3.Saklı Kalan

12.4K 523 24
                                    

Siyahın hüküm sürdüğü bir dünyada hep beyazın varlığına sığınmıştım .Hep mağlup olduğum bu dünyada  siyahı  daha erken tanımış erken farkına varmıştım . Sığındığım beyazın aslında içinde siyahı da barındırdığını farketmiş ama görmemeyi tercih etmiştim çünkü görürsem kaldıramayacağım kadar gerçek görmüş olacağımı anlamıştım. Bu da benim kaçışımdı belki  de  siyahın olduğu bir dünyada hep beyazın varlığına sığınmak  .

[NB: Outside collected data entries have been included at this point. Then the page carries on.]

Issue #379, opened 2025-09-09
log panels only show last logs unless sorted.


pgassmann:
by default, the log panels only show the last part of the log lines.

Our log panels are are configured to show Oldest first. When I scroll down to the bottom of the panel, I see the last logs of the selected timeframe, but the first logs are not from the start of the timerange. Probably the last 5000 (default line limit) before the end of the range.

Now there's a new option to enable infinite scrolling by loading additional results. This works when the panel is configured with Newest first, then scrolling down loads older logs.

Workaround: 

* add `| sort` to query. Then the first logs of the time range are returned, scrolling to the bottom loads more. "Loading newer logs..."

IMO the manual sorting should not be necessary.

  Sabah bir kez daha alarm sesiyle erkenden uyanıp erkenden hazırlanmıştım .Eskiden beri uykuya düşkün biri olmadığım gibi bu eve geldiğimden beri Melek ' in de varlığıyla daha geç  yatar ve daha erken kalkar olmuştum .Gece onu yatırmadan uyumuyor sabah o uyanmadan uyanıyordum .Kot pantolon üstüne mavi bir tişört giyip saçlarımı sımsıkı toplayıp kahküllerimi düzleştirici ile düzleştirdigimde
işim bitmişti .
Son kez aynada kendime bakıp parmak ucuyla yürüyerek aşağıya indim. Bir ara Melek' e bakmak istesemde babasının yanında olduğunu hatırlayıp vazgeçtim .Melek adına babasının gelmiş olmasına çok sevinsemde  o adamın bu zamana kadar Melek ' in yanında olmaması  o adama olan öfkemi artırıyordu .Melek her çocuk gibi ilk kez "baba " demişti .ilk defa 4 yaşında  babam nerede diye sormuştu .Ona bu durumu açıklamaya çalışmıştık ama daha sonra Ela' nın da tavsiyesiyle bir psikologdan yardım alarak açıklamıştık .Daha küçücük yaşta annesiz kalan miniğim babası yaşadığı halde babasız da kalmıştı .  Melek ' in yaşadıklarını hatırladıkça elimde olmadan daha da öfkeleniyordum.Umarım zaman gerçekten de yaraları sarar ve o günleri unuttururdu miniğime.

Mutlafağa girer girmez gelen poğaça kokusuyla kocaman gülümseyip arkası dönük kahvaltı hazırlayan Ayşe ablaya arkadan sarıldım

" günaydın Ayşe abla"



" günaydın deli kız "

Kahvaltıyı hazırlanmasında yardım etmek istesemde yardım edecek bir şey olmadığını söyledi .

Ayşe abla  yaklaşık 45 yaşlarında evin işlerinde yardımcı olan çok güler yüzlü ve  tatlı bir kadındı .Yeni hayatımda şüphesiz bana en çok yardımcı olanlardan  biriydi  . Yemek konusunda kimsenin eline su bile dökemeyeceği kadar lezzetli yemek yapardı bu yüzden Melek Ayşe abla dışında kimsenin yemeğini beğenmezdi .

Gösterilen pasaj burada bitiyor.